** TASK TO CARRY OUT **
Only the lines of the data below from the one with "--- a/layers/+lang/c-c++/README.org" through the one with "- [[#company-clang-and-flycheck][Company-clang and" are wanted. Repeat them exactly.

Collected data entries:
------

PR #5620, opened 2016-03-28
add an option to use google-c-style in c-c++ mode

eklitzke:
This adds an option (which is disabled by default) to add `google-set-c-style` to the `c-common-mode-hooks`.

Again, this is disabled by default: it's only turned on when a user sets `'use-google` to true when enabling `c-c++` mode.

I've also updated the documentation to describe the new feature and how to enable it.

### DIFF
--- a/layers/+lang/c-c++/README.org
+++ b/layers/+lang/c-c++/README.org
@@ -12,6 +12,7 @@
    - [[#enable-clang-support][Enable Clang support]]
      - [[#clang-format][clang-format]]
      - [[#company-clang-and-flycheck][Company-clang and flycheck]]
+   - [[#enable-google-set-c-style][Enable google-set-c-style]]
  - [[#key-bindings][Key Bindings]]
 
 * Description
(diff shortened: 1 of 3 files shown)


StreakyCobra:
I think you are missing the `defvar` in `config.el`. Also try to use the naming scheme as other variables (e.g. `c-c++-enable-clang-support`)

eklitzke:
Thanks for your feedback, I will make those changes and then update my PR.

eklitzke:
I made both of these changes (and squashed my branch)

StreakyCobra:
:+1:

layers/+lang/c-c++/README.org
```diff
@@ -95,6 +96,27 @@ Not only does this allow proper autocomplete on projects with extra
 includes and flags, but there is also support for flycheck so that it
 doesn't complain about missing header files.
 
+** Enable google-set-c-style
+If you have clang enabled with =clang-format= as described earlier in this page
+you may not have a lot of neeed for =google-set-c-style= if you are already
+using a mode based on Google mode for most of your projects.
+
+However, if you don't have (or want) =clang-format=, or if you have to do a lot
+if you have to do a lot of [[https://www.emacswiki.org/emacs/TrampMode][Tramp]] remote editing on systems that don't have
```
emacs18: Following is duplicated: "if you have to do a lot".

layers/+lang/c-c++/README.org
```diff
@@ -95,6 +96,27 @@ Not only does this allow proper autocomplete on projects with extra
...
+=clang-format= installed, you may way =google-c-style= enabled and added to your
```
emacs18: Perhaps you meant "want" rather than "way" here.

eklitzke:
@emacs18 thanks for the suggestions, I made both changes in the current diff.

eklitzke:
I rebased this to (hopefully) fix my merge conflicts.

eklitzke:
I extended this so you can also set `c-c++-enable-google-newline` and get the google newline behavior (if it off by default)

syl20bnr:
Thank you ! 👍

------

** SOLUTION FOR THIS TASK **
--- a/layers/+lang/c-c++/README.org
+++ b/layers/+lang/c-c++/README.org
@@ -12,6 +12,7 @@
    - [[#enable-clang-support][Enable Clang support]]
      - [[#clang-format][clang-format]]
      - [[#company-clang-and-flycheck][Company-clang and flycheck]]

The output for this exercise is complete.